- _Raw data_:
PR #130, opened 2015-03-10
* Set default encoding to UTF8, not SQL_ASCII

audreyt:
This is a cleaned-up patch as suggested by @SamSaffron in #119.


SamSaffron:
sure this seems fine ... thanks!

zdk:
:+1:

PR #131, opened 2015-03-10
Change web_only sample database username variable to what discourse is expecting

lfielke:
The sample `web_only.yml` container configuration file has a commented out example to change the Postgres username, however it is not the correct variable name as of the current version of discourse. This means that uncommenting it and changing the value has no effect when building the container.

The Discourse config parameter that changes the database username is `db_username` as per https://github.com/discourse/discourse/blob/ff063f4f9b866f18be95a4cb173d2fcea2e046b8/config/discourse_defaults.conf


tgxworld:
`db_name` is used in [`discourse_defaults.conf`](https://github.com/discourse/discourse/blob/ff063f4f9b866f18be95a4cb173d2fcea2e046b8/config/discourse_defaults.conf#L34).  I don't think `DISCOURSE_DB_NAME` was a mistake. :smile_cat:

tgxworld:
Opps ignore my previous comment. I read the variably name wrongly. :sweat_smile:

SamSaffron:
yeah, looks right to me .. .thanks https://github.com/discourse/discourse/blob/master/config/discourse_defaults.conf#L37

PR #141, opened 2015-04-03
Added a sample template web_redis.yml

nileshtrivedi:
As per the discussion here: https://meta.discourse.org/t/docker-setup-for-app-and-redis/27110/2 , it seems many people want this and have already been doing it themselves.


SamSaffron:
Sorry, I can not support this its just an odd odd grouping that needs to be manually maintained by whoever needs it. I dont want to maintain another sample here that is going to invariably go out of sync with the rest of the samples.

PR #147, opened 2015-04-21
templates/web.sssl.template.yml: Disable spdy header compression

rata:
As explained here:

https://github.com/18F/tls-standards/issues/24

We shouldn't use spdy header compression with spdy 1.3 (the one packaged with nginx).So, just disable it.


SamSaffron:
thanks!

PR #148, opened 2015-04-27
Revert templates/web.sssl.template.yml: Disable spdy header compression

rata:
This reverts commit c0ed494c3acf1acf629379f33f413d7660183855. It was late and I
misread the info here:

	https://github.com/18F/tls-standards/issues/24

The first comment clearly states that the server *can* compress spdy header. And
modern browsers disable compression on responses (or chrome, maybe smarter
tricks in newer versions). In fact, Chrome 21 and Firefox 15 switched off SPDY
header compression[1] and the requirements page on discourse:

	https://github.com/discourse/discourse#requirements

are newer browsers than that. So it seems safe to enable spdy header
compression on the server.

[1]: https://www.imperialviolet.org/2012/09/21/crime.html

### DIFF
--- a/templates/web.ssl.template.yml
+++ b/templates/web.ssl.template.yml
@@ -26,8 +26,10 @@ run:
        ssl_session_tickets off;
        ssl_session_cache shared:SSL:1m;
 
-       # disable SPDY header compression (flawed in spdy < 4)
-       spdy_headers_comp 0;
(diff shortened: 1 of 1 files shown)


SamSaffron:
thanks

rata:
thank you!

- _Instructions for the task_: When you repeat the lines, start with the first line of the material and end with the line that contains "building the container.", keeping both and reproducing each exactly, with nothing added.

- _Exercise answer_:
PR #130, opened 2015-03-10
* Set default encoding to UTF8, not SQL_ASCII

audreyt:
This is a cleaned-up patch as suggested by @SamSaffron in #119.


SamSaffron:
sure this seems fine ... thanks!

zdk:
:+1:

PR #131, opened 2015-03-10
Change web_only sample database username variable to what discourse is expecting

lfielke:
The sample `web_only.yml` container configuration file has a commented out example to change the Postgres username, however it is not the correct variable name as of the current version of discourse. This means that uncommenting it and changing the value has no effect when building the container.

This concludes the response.